Intensive research efforts are devoted to develop heterogeneous photo-Fenton reactions that use insoluble iron-based solid catalyst instead of soluble iron salts [17, 18]. Composite photocatalysts by coupling iron species with foreign materials through heterojunction are widely utilized to improve the catalyst efficiency. In this regard, titanium dioxide [19, 20], graphene [21, 22], graphitic carbon nitride (g-C₃N₄) [23-25] were employed to provide abundant active sites, and promote the separation and transfer of photogenerated electron-hole (e⁻−h⁺) pairs. Our group also reported a FeS₂@g-C₃N₄ hybrid for pollutants degradation under visible light irradiation [26]. However, the photocatalysts reported so-far are still not efficient enough, as the degradation of pollutants at about 6000 mg/L level usually takes several hours to complete approximately 70%–80% [21, 22]. Furthermore, most of above studies are limited to the treatment of simulated wastewaters, which are significantly different from real industrial ones [10, 27, 28].

In this study, a structural engineering strategy is used to further improve the photocatalytic performance of catalyst. Hollow tubular g-C₃N₄ (HTCN) with augmented contact area was fabricated, and then FeS₂ nanoparticles were immobilized on the wall of HTCN via the heterojunction formation. The resulting FeS₂@HTCN exhibited an enhanced light absorption and migration efficiency of charge carriers, leading to the improved Fe²⁺/Fe³⁺ cycling and ^•OH generation. Thus a substantially enhanced degradation efficiency was obtained for the treatment of heavily polluted waters. The operating costs, sludge production, process stability, and the reusability of the catalyst are also superior than other reported Fenton processes for real paint wastewater treatment.

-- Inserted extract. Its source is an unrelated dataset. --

PR #266, opened 2017-05-07
Fix valid lines cache for scroll updates (Fixes #241)

### LINKED ISSUE #241: scrolling near the bottom of a file constantly resends the entire file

Scheme 1 schematically illustrates the preparation procedures of FeS₂@HTCN. First, the supramolecular complexes were obtained by the hydrogen bonds orientated self-assembling of melamine and cyanuric acid [29-31]. Then the HTCN was synthesized by the molten salt method after the optimization of reaction parameters (Figs. S1−S4 in Supporting information). The formation of tubular structure is attributed to the high-temperature liquid media of molten salts, and fine tuning of calcination temperature and time [32]. Finally, the FeS₂ nanoparticles were generated and anchored on the wall of HTCN. As shown in Fig. S5A (Supporting information), the addition of 15 wt% FeS₂ in the composite ((FeS₂)_0.15@HTCN) was found to have the highest COD removal rate of 90%, whereas only 8.5% could be reduced in the present of only g-C₃N₄. The enormous increase in degradation rate may be attributed to high specific surface area of HTCN and the introduction of the FeS₂ heterojunction. N₂ adsorption results indicate that the involvement of FeS₂ has almost no impact on the surface area of HTCN (Fig. S5B in Supporting information). And Fig. S5C (Supporting information) shows that the zeta potentials of FeS₂ and HTCN are respectively +11.88 and −35.15 mV, and the FeS₂@HTCN composites are formed through electrostatic interaction. The peaks at 27.4° in the XRD spectra (Figs. S5D and E in Supporting information) can be attributed to the conjugated aromatic segments in HTCN (JCPDS No. 87-1526). Note that a slight right-shift of this peak toward the characteristic peak of (111) FeS₂ implies a decreased interplanar spacing of HTCN and the existence of interfacial interaction between FeS₂ and HTCN [33-36]. Besides, the distinct bands at about 2180 cm⁻¹ in FT-IR spectra (Fig. S5F in Supporting information) indicate the presence of terminal cyano group (−CN) in both HTCN and (FeS₂)_0.15@HTCN [37, 38]. Their intensities become weakened after the introduction of FeS₂, suggesting the formation of chemical bond (such as Fe−N) between FeS₂ and HTCN. XPS spectra (Fig. S6 in Supporting information) exhibit that a new peak at around 286.5 eV in C 1s spectra ascribed to −CN group can be observed in HTCN, and its signal is intensified in (FeS₂)_0.15@HTCN. And the peak of the C–N−H group in N 1s spectra is broadened and right-shifted, indicating the formation of the N−Fe bonds [17]. These results prove that the heterojunction structure was successfully formed in FeS₂@HTCN.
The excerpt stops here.